The case against a crane hire company and its director over the deaths of an employee and member of the public when a tower crane collapsed at a construction site in Battersea over 8 years ago has been moved to Southwark Crown Court which a hearing scheduled for 9.30am 11th March 2015.

This follows a first appearance at Westminster Magistrates Court at 2pm on Wednesday 25th February where Falcon Crane Hire Ltd and Douglas Genge were charged with Health &Safety at Work Act (HSWA) breaches after HSE identified alleged failings with maintenance and overloading of the crane in question.

Jonathon Cloke, 37, fell to his death from inside the cab of the crane when it overloaded and snapped at a Barratt Homes site in September 2006. A section of the crane then struck and killed Michael Alexa, 23, as he cleaned his car in a neighbouring street outside the development.

John McClean, GMB National Health and Safety Officer, said “At the hearing this week the judge expressed concern that it has taken nearly 9 years for charges to be brought against the company and the director for these deaths due to a crane collapse.

The case now moves to the Crown Court.
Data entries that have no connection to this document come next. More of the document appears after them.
PR #440, opened 2023-08-25
 [patch]CIS Compliance for SaaS #12281 

Yolandabjyf:
- create a new function gitops_init_cis_compliance for CIS Compliance 
- add argocd application template for this

story link: https://github.ibm.com/wiotp/tracker/issues/12281


image/cli/mascli/functions/gitops_init_cis_compliance
```diff
@@ -0,0 +1,206 @@
...
+      -c|--cluster-id)
+        export CLUSTER_ID=$1 && shift
+        ;;
+
+      # Secrets Manager
+      --secrets-path)
+        export SECRETS_PATH=$1 && shift
+        ;;
+      --secrets-key-seperator)
+        export SECRETS_KEY_SEPERATOR=$1 && shift
```
whitfiea: I don't think this function needs the secrets related options does it?

image/cli/mascli/templates/gitops/cis-compliance.yaml.j2
```diff
@@ -0,0 +1,27 @@
...
+  source:
+    repoURL: https://github.com/ibm-mas/gitops
+    path: applications/cis-compliance
+    targetRevision: {{ GITOPS_VERSION }}
+  syncPolicy:
+    automated:
+      prune: true
+      selfHeal: true
+    syncOptions:
+      - CreateNamespace=true
```
whitfiea: We should set this to false as we don't want it to create namespaces

whitfiea (changes requested):

image/cli/mascli/functions/gitops_init_cis_compliance
Yolandabjyf: Yes, you are right. I have removed the secret manager part.

image/cli/mascli/templates/gitops/cis-compliance.yaml.j2
Yolandabjyf: I have change it to false. In what situation we don't want it to create namespaces?

whitfiea: We found a few issues like argocd won't delete the namespace that it created when the CreateNamespace=true is set. Instead we add the namespace resource into the application like this https://github.com/ibm-mas/gitops/blob/poc/applications/ibm-mas-suite/templates/01-ibm-mas_namespace.yaml so it is just another resource.

tekton/src/tasks/gitops/gitops-init-cis-compliance.yaml
```diff
@@ -0,0 +1,74 @@
...
+      - |-
+        git config --global user.name "yourUsername"
+        git config --global user.email "you@example.com"
+        git config --global user.password $GITHUB_PAT
+
+        ROSA_CONFIG=/workspace/configs/tmp-rosa-init/rosa-$(params.cluster_name)-details.yaml
+        export OCP_SERVER=$(cat $ROSA_CONFIG | yq -r '.data.api_url')
+        export OCP_USERNAME=$(cat $ROSA_CONFIG | yq -r '.data.username')
+        export ROSA_CLUSTER_ADMIN_PASSWORD=$(cat $ROSA_CONFIG | yq -r '.data.admin_password')
+        oc login -u $OCP_USERNAME -p $ROSA_CLUSTER_ADMIN_PASSWORD $OCP_SERVER --insecure-skip-tls-verify
```
whitfiea, line 50: Can we add the following after this line so we exit if we can't log in. 
```
        OC_RC=$?
        if [ $OC_RC -ne 0 ]; then
          echo "oc login failed"
          exit 1
        fi
```

image/cli/mascli/templates/gitops/cis-compliance.yaml.j2
```diff
@@ -0,0 +1,27 @@
...
+    repoURL: https://github.com/ibm-mas/gitops
+    path: applications/cis-compliance
+    targetRevision: {{ GITOPS_VERSION }}
+  syncPolicy:
+    automated:
+      prune: true
+      selfHeal: true
+    syncOptions:
+      - CreateNamespace=false
+    managedNamespaceMetadata:
```
whitfiea: This `managedNamespaceMetadata` section we need to remove as it was causing issues. That change has come in recently after you did these changes. Just delete lines 25 to 27

image/cli/mascli/templates/gitops/cis-compliance.yaml.j2
```diff
@@ -0,0 +1,27 @@
+---
+# IBM Cloud Pak Foundational Services
```
whitfiea: Comment needs fixing

image/cli/mascli/functions/gitops_init_cis_compliance
```diff
@@ -0,0 +1,193 @@
...
+        ;;
+
+      # Other Commands
+      -h|--help)
+        gitops_init_cis_compliance_help
+        ;;
+      *)
+        # unknown option
+        echo -e "${COLOR_RED}Usage Error: Unsupported option \"${key}\"${COLOR_RESET}\n"
+        gitops_init_cis_compliance_help
```
whitfiea: This line needs to add the message so it becomes 
```
gitops_init_cis_compliance_help "Usage Error: Unsupported option \"${key}\" "
```
If we don't do that then the function returns with a rc of 0 and so the task completes ok when it should fail.

whitfiea (changes requested):

whitfiea (approved):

GMB will discuss with the local trade unions and the families whether to stage a protest outside the Court on March 11th.
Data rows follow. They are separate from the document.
PR #448, opened 2023-08-30
[patch] adding support to pass docdb instance count as param

padmankosalaram:


whitfiea (commented):
These changes look good but can we also include the instance number on the pipelineruns that are used to run fvt. This would mean adding it here https://github.ibm.com/maximoappsuite/ansible-fvt/blob/gitops/ansible/ibm/mas_fvt/roles/start_pipeline/templates/pipelineruns/gitops-provision-cluster-after-deprovision.yml.j2#L66 and picking up the variable here https://github.ibm.com/maximoappsuite/ansible-fvt/blob/gitops/ansible/ibm/mas_fvt/roles/start_pipeline/vars/mas810saas.yml#L44. Finally setting the variable here https://github.ibm.com/maximoappsuite/fvt-dev/blob/fvtsaas/.travis.yml#L66 so it is 1 rather than the default 3?

whitfiea (approved):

Faulty crane maintenance caused these deaths.  The Notification of Conventional Tower Crane Regulations 2010, introduced after a Battersea led campaign to prevent further crane deaths, which set out the duty to notify the use of conventional tower cranes on construction sites to HSE, have since been revoked as “red tape”. See notes to editors for copy of HSE press release of April 2010 on the Tower Crane Regulations.
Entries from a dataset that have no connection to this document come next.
PR #450, opened 2023-08-31
[patch] Fix quota type setting for fyre provision

racree:
Fix bug in provision_fyre where FYRE_QUOTA_TYPE is always set to product_group when interactive.

### DIFF
--- a/image/cli/mascli/functions/provision_fyre
+++ b/image/cli/mascli/functions/provision_fyre
@@ -148,12 +148,12 @@ function provision_fyre_interactive() {
 
   prompt_for_confirm "Use Product Group Quota?" USE_PRODUCT_GROUP_QUOTA
   if [[ "$USE_PRODUCT_GROUP_QUOTA" == "true" ]]; then
-    FYRE_QUOTA_TYPE=product_group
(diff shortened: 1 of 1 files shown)


racree:
When I reply "N" to "Use Product Group Quota?" it results in quota type of "quick_burn"
Screenshot 2023-08-31 at 4 23 42 PM
Screenshot 2023-08-31 at 4 25 45 PM

And since there is no more capacity in quick burn it correctly fails with
 "quick_burn memory quota exceeded for platform x for site svl for product group id 225"]

When I respond with "Y" to "Use Product Group Quota?" it results in quota type of "product_group"

Screenshot 2023-08-31 at 4 29 36 PM

And since my fyre user does not have OCP+ quota, it correctly fails with
{"errors": ["individual product_group allowed cpu exceeded for user_id 13891 on platform x in product_group_id 225 for site svl", "individual product_group allowed memory exceeded for user_id 13891 on platform x in product_group_id 225 for site svl", "individual product_group allowed disk exceeded for user_id 13891 on platform x in product_group_id 225 for site svl"]}

whitfiea (approved):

Employer pressure led to these regulations being revoked and the associated Register closed down so from April 2013 there is no longer a duty to notify tower cranes on construction sites to HSE.

The long interval between the deaths and the court case and the revoking of regulations on crane collapses “as red tape” provide a clear example of how little human life is valued.”


Contact: John McClean GMB 07710 631 329 or Dan Shears 07918 767781 GMB Press Office 07921 289 880 or 07974 251 823

Notes to editors

HSE press release dated April 2010

New tower crane regulations come into force on 6 April 2010

New regulations come into force today (6 April) requiring the Health and Safety Executive (HSE) to be notified of conventional tower cranes installed on construction sites.

The new regulations:

place the duty to notify on the employer

require notification of the relevant information within 14 days of thorough examination of the crane

require cranes already erected when the Regulations come into force to be registered within 28 days

allow electronic notification via the HSE website

Details that would have to be notified to HSE are:

the site address where the tower crane is being used

the name and address of the crane owners/lessors

details needed to identify the crane

the date of its thorough examination

details of the employer for whom the examination was made

whether any defects posing a risk of serious injury were detected

All details notified will be contained in a register that will be open to public scrutiny. Notifications will be subject to an administration fee of £20.

Notes to editors

The new regulations are the Notification of Conventional Tower Cranes Regulations, SI 2010 No.333 and the Notification of Conventional Tower Cranes (Amendment) Regulations SI 2010 No.811

The Lifting Operations and Lifting Equipment Regulations 1998 require tower cranes to be thoroughly examined by a competent person before first use and on a periodic basis (6 or 12 months depending if they are used to lift persons) or in accordance with a written scheme of examination.

There are two main types of tower cranes, known as conventional (or 'assisted-erected') and 'self erectors'. Conventional cranes are transported in pieces and assembled on site. Self-erecting tower cranes are complete units that are brought to site and then unfolded.